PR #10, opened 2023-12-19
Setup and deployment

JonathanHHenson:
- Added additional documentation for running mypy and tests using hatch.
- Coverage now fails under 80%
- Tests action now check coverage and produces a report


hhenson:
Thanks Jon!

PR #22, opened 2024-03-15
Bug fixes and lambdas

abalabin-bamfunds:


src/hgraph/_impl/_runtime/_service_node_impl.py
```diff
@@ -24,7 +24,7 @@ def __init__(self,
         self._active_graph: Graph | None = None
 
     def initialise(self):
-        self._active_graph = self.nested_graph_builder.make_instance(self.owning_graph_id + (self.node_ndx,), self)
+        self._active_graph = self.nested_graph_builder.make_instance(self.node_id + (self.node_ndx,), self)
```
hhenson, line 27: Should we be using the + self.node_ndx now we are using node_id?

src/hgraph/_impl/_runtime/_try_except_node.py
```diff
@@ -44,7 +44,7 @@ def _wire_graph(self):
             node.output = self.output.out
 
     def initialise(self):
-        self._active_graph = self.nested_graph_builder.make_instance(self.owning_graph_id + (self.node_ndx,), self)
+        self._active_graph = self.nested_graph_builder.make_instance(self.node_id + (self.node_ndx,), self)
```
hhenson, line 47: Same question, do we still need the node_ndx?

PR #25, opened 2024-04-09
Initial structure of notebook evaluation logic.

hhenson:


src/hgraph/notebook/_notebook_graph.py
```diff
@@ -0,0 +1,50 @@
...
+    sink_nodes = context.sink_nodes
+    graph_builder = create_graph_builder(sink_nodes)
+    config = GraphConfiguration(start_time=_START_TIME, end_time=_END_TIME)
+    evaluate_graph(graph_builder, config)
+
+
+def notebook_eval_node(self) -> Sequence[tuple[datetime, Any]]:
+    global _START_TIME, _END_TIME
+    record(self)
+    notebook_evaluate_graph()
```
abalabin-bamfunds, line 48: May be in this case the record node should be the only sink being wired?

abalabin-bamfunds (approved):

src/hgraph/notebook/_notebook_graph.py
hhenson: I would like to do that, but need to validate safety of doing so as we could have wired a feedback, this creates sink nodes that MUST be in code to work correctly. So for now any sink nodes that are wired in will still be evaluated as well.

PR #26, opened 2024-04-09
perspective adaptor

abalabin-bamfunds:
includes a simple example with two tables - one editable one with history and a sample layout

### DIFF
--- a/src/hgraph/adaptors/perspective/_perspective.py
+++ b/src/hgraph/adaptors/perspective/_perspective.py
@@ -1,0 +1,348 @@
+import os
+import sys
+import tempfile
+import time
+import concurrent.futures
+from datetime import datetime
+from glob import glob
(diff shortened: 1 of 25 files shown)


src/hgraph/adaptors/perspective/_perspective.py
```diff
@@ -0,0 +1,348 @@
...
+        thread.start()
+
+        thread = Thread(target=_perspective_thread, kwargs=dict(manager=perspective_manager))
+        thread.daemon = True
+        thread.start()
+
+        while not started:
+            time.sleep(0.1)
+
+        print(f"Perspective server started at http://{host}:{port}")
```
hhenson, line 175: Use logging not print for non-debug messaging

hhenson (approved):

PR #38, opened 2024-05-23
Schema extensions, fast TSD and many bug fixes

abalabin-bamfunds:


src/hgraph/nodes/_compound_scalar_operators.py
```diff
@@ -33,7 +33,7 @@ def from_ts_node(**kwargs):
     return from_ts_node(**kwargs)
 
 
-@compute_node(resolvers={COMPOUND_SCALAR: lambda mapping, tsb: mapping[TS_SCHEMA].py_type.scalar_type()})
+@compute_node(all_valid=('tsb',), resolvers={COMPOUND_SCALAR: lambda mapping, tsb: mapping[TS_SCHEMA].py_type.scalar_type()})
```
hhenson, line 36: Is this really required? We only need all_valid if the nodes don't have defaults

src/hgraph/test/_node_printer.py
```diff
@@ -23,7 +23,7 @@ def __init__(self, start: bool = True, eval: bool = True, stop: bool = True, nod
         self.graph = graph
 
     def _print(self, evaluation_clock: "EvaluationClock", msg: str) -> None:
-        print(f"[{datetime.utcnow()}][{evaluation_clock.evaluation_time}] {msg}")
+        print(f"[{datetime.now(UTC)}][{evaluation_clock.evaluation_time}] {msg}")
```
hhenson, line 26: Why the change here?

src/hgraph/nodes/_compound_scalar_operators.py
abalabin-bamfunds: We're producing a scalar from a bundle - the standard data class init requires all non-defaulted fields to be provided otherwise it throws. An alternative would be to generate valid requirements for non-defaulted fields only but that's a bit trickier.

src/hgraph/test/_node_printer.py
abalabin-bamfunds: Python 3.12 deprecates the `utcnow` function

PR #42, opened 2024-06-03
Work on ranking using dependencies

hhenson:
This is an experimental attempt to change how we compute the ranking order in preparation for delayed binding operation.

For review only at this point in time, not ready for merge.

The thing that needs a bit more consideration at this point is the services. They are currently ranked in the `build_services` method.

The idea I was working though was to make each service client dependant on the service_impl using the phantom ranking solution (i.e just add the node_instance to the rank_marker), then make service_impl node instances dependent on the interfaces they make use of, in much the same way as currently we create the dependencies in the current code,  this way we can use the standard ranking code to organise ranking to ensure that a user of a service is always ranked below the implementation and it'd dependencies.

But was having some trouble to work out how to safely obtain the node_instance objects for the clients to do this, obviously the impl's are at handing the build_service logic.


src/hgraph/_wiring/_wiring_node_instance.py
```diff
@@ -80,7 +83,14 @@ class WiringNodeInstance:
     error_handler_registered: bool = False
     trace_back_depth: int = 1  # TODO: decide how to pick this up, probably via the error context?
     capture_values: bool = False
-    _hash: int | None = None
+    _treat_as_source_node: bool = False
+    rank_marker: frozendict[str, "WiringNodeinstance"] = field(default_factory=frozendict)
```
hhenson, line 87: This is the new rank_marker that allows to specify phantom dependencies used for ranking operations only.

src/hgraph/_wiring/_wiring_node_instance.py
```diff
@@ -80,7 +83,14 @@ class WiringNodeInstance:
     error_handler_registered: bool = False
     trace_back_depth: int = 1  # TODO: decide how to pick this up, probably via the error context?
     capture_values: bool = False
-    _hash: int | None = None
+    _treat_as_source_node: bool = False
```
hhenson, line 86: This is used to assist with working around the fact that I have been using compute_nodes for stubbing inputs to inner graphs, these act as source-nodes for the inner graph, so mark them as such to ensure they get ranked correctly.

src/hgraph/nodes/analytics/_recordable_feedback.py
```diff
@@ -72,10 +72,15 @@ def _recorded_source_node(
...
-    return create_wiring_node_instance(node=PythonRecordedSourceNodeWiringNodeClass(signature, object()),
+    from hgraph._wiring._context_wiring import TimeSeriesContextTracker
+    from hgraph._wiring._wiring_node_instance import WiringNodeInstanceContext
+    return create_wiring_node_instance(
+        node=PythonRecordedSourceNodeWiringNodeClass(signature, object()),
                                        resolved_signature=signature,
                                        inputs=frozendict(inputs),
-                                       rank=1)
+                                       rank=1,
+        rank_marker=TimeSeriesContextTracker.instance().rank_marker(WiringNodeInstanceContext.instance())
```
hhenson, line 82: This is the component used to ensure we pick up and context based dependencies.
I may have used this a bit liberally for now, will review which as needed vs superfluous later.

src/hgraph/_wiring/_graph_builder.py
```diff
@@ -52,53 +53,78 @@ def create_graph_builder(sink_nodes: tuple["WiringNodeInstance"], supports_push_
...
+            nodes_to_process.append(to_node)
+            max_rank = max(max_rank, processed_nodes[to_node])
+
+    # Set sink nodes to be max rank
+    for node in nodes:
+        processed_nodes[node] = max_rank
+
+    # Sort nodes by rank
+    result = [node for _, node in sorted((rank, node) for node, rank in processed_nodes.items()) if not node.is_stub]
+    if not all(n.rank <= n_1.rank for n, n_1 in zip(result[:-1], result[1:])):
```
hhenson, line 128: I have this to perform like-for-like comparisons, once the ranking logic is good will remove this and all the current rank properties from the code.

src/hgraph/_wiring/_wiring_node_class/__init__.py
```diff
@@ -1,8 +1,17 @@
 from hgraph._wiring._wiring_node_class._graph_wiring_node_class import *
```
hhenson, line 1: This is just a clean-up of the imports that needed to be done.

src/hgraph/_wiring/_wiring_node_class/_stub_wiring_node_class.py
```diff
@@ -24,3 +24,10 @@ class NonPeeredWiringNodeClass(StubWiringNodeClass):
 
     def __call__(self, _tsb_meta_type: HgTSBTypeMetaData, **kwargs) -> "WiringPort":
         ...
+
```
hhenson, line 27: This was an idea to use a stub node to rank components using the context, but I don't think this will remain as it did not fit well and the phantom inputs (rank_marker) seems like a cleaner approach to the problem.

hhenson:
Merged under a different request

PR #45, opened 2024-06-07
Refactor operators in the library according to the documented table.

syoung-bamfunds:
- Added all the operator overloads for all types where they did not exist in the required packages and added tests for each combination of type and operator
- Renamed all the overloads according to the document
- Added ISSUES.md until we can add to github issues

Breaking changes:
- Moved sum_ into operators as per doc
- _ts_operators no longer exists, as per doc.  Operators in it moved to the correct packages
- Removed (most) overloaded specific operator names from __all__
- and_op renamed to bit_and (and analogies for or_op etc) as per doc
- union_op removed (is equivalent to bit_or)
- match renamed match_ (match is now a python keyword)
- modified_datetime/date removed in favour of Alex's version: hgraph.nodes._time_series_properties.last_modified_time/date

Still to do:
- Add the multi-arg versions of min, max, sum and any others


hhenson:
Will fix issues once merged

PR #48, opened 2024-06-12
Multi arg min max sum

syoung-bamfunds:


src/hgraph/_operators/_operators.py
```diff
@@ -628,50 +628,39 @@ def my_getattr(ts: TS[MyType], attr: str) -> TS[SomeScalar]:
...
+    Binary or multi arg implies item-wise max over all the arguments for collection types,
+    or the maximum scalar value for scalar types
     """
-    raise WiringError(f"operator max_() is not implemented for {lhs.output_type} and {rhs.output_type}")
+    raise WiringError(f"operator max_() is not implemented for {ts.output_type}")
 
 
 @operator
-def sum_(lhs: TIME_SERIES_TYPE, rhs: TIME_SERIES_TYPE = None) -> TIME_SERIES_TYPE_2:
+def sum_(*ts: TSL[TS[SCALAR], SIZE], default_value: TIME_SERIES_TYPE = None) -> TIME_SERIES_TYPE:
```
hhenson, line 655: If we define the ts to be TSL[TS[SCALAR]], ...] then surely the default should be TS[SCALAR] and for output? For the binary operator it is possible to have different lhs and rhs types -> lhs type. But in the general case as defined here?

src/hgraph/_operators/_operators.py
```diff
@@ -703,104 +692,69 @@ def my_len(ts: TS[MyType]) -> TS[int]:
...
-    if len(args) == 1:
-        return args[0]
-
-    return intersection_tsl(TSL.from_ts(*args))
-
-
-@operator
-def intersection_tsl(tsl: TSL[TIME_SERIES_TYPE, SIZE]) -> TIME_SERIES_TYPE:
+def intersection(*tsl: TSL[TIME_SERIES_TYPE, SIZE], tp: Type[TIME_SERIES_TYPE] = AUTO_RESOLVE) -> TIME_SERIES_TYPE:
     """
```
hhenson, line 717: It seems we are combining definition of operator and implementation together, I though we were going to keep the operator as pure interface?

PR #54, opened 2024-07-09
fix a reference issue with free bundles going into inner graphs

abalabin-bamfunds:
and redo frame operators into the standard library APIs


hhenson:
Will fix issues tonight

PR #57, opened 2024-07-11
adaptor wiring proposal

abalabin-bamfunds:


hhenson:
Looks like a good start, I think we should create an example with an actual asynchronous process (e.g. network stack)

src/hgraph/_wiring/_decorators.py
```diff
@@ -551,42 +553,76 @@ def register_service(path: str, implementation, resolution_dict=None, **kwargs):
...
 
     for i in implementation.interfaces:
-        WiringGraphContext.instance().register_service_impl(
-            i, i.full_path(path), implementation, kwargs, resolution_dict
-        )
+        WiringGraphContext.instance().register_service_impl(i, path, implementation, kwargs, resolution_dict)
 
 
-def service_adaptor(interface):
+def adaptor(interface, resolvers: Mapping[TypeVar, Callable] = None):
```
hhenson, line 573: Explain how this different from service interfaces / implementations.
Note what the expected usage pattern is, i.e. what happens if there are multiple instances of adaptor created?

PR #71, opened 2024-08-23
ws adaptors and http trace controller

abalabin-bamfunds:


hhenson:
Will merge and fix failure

====

== Your goal ==
Using the listing above, say how many of its lines contain the string "would", giving nothing but the figure.

== Answer box ==
2